Plaintiff: Securities and Exchange Commission
Defendants: Bridge Premium Finance, LLC (f/k/a Berjac of Colorado, LLC); Michael Turnock; and William P. Sullivan, II
This complaint arises from an alleged Ponzi scheme involving the fraudulent sale of promissory notes, marketed as investments in defendants’ premium financing business. According to the complaint, “[d]efendants raised money from promissory note investors purportedly to provide capital for BPF [Bridge Premium Finance]’s insurance premium financing business – that is, making short-term loans to businesses to enable them to pay their annual commercial insurance premiums.” The complaint further alleges that “[d]efendants portrayed the promissory note investments as safe, conservative investments comparable to money market accounts and certificates of deposit, but offering higher rates of interest, up to 12 percent annually.” According to the complaint, however, BPF was actually “operated as a Ponzi scheme” and BPF’s representations “that BPF’s promissory note investments were ‘100% protected’ was false.” The complaint alleges that these false representations resulted in “BPF ow[ing] investors more than $6.2 million, but it [having] total assets remaining of less than $500,000” in May 2012.
According to the complaint, in approximately 1996, defendant Michael Turnock purchased a majority interest in, and became the managing member of, Berjac of Colorado, LLC. Allegedly, in 2005, Turnock changed Berjac’s name to Bridge Premium Finance, LLC. BPF’s typical transaction is described by the complaint as follows: “(i) BPF’s clients pay about 25% of their insurance premium up-front; (ii) BPF pays the remaining 75% of the policy premium directly to the insurance company, but retains the power to cancel the policy and receive any unearned premium due upon cancellation; (iii) the client re-pays BPF the 75% of the premium that BPF financed, plus interest, in monthly installments, usually over eight or nine months; and (iv) if the client fails to make monthly installment loan payments due, BPF retains the right to cancel the policy and receive the unearned premium refund directly from the insurance company.” The complaint states that “[f]rom approximately 1996 through the present, BPF has raised capital purportedly to make insurance premium financing loans by continuously offering and selling promissory notes to investors,” which were called “Berjac Notes” up until September 2005 and “Bridge Notes” thereafter.
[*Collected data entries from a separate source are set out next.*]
PR #1655, opened 2020-08-19
Add type hints integration/_lightgbm_tuner

upura:
## Motivation
Please refer to the Issue #711 .

## Description of the changes
I added type hints into `integration/_lightgbm_tuner/__init__.py`, `integration/_lightgbm_tuner/alias.py`, and `integration/_lightgbm_tuner/sklearn.py`.

## Local test
I ran two tests according to the [article](https://tech.preferred.jp/ja/blog/optuna-wants-your-pull-requests/).
```
$ pytest tests
$ circleci build --job checks
```

### DIFF
--- a/optuna/integration/_lightgbm_tuner/sklearn.py
+++ b/optuna/integration/_lightgbm_tuner/sklearn.py
@@ -12,7 +12,7 @@ class LGBMModel(lgb.LGBMModel):
     See: `pydoc lightgbm.LGBMModel`
     """
 
-    def __init__(self, *args: List[Any], **kwargs: Dict[str, Any]) -> None:
+    def __init__(self, *args: Any, **kwargs: Any) -> None:
 
         warnings.warn(
             "LightGBMTuner doesn't support sklearn API. "
@@ -27,7 +27,7 @@ class LGBMClassifier(lgb.LGBMClassifier):
     See: `pydoc lightgbm.LGBMClassifier`
     """
 
-    def __init__(self, *args: List[Any], **kwargs: Dict[str, Any]) -> None:
+    def __init__(self, *args: Any, **kwargs: Any) -> None:
 
         warnings.warn(
             "LightGBMTuner doesn't support sklearn API. "
@@ -42,7 +42,7 @@ class LGBMRegressor(lgb.LGBMRegressor):
     See: `pydoc lightgbm.LGBMRegressor`
     """
 
-    def __init__(self, *args: List[Any], **kwargs: Dict[str, Any]) -> None:
+    def __init__(self, *args: Any, **kwargs: Any) -> None:
 
         warnings.warn(
             "LightGBMTuner doesn't support sklearn API. "
--- a/optuna/integration/_lightgbm_tuner/sklearn.py
+++ b/optuna/integration/_lightgbm_tuner/sklearn.py
@@ -1,13 +1,9 @@
+from typing import Any  # NOQA
+from typing import Dict  # NOQA
+from typing import List  # NOQA
 import warnings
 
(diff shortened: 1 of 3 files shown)


crcrpar (approved):
Thank you for your nice work!

optuna/integration/_lightgbm_tuner/sklearn.py
```diff
@@ -1,23 +1,18 @@
...
 
 class LGBMModel(lgb.LGBMModel):
     """Proxy of lightgbm.LGBMModel.
 
     See: `pydoc lightgbm.LGBMModel`
     """
 
-    def __init__(self, *args, **kwargs):
-        # type: (List[Any], Dict[str, Any]) -> None
+    def __init__(self, *args: List[Any], **kwargs: Dict[str, Any]) -> None:
```
harupy, line 15: Should the type of `args` be `Tuple` instead of `List`?

```python
def f(*args, **kwargs):
    print(type(args), type(kwargs))


f(1, a="a")
```

outputs:

```
<class 'tuple'> <class 'dict'>
```

HideakiImamura: I agree with @harupy. How about changing the type annotation from `List[Any]` to `Tuple[Any]`?

HideakiImamura (approved):
Thank you for the PR! LGTM except for @harupy's comment!

optuna/integration/_lightgbm_tuner/sklearn.py
upura: In my understanding, type hints of `*args` can be a special type like `str` or `List`. After receiving them, the type of `args` is dedicated as `Tuple`, isn't it?
https://www.python.org/dev/peps/pep-0484/#arbitrary-argument-lists-and-default-argument-values

harupy: looks like we should use `Any` for both `args` and `kwargs`.

HideakiImamura: Thanks for providing useful information. According to the reference, 
> In the body of function foo, the type of variable args is deduced as Tuple[str, ...] and the type of variable kwds is Dict[str, int].

I'm not sure how `mypy` checks the type hinting in the function signature (in the signature or in the function body), but the current one does not occur any `mypy` errors. I think `List[Any]` in the function signature is OK because it is easy to understand and no error occurs in `mypy`'s check. What do you think?

harupy: @HideakiImamura Tested using `mypy` and vscode:

mypy-check

harupy: If we use `*args: List[Any]`, `LGBModel` only accepts `List[Any]` as positional arguments.

hvy: Since we're only forwarding the arguments to `lightgbm` without any assumptions whatsoever, `Any` for both `*args` and `**kwargs` as suggested by @harupy sounds robust and rather reasonable to me.

HideakiImamura: Thanks for the investigation. Actually, I agree that we should use `Any` instead of `List[Any]` here.

upura: Thank you! Really helpful. So, as a scope of this PR, is it OK to use `Any` for both `args` and `kwargs`?

HideakiImamura (approved):
Thank you for your swift actions! LGTM again!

The complaint states that “[f]rom approximately 1996 through June 2012, BPF raised more than $15.7 million from more than 120 investors located in Colorado, and at least eleven other states.” According to the allegations, these investors were offered “above-market annual interest rates ranging from 3.25% to 12%” and “had the option of receiving their interest in a quarterly check, or having their interest reinvested, and paid to them at the redemption of the promissory note.” The allegations state that “[t]he majority of investors reinvested their interest rather than receiving quarterly interest payments.” The complaint further alleges that BPF was operated as a Ponzi scheme since “at least 2002” and that the promissory notes were not backed by “meaningful collateral.” The allegations in the complaint state that “BPF’s misrepresentations and omissions as to use of proceeds were material to investors because the investors believed that their funds were being used to make insurance premium financing loans, not to make Ponzi payments to other investors.”
Based on these allegations, the complaint alleges five causes of action against the defendants: (i) violations of Securities Act section 17(a) (securities fraud); (ii) violations of Securities Act section 10(b) and Rule 10b-5 (securities fraud); (iii) aiding and abetting violations of Section 10(b) and Rule 10b-5; (iv) violations of Exchange Act section 20(a) (control person liability); and (v) violations of Securities Act sections 5(a) and (c) (sale of unregistered securities). The plaintiff seeks an injunction “permanently restraining and enjoining each of the [d]efendants from violating the law and rules alleged against them in the [c]omplaint;” an order disgorging from defendants “any and all ill-gotten gains;” and civil penalties pursuant to sections 20(d) of the Securities Act and 21(d)(3) of the Exchange Act.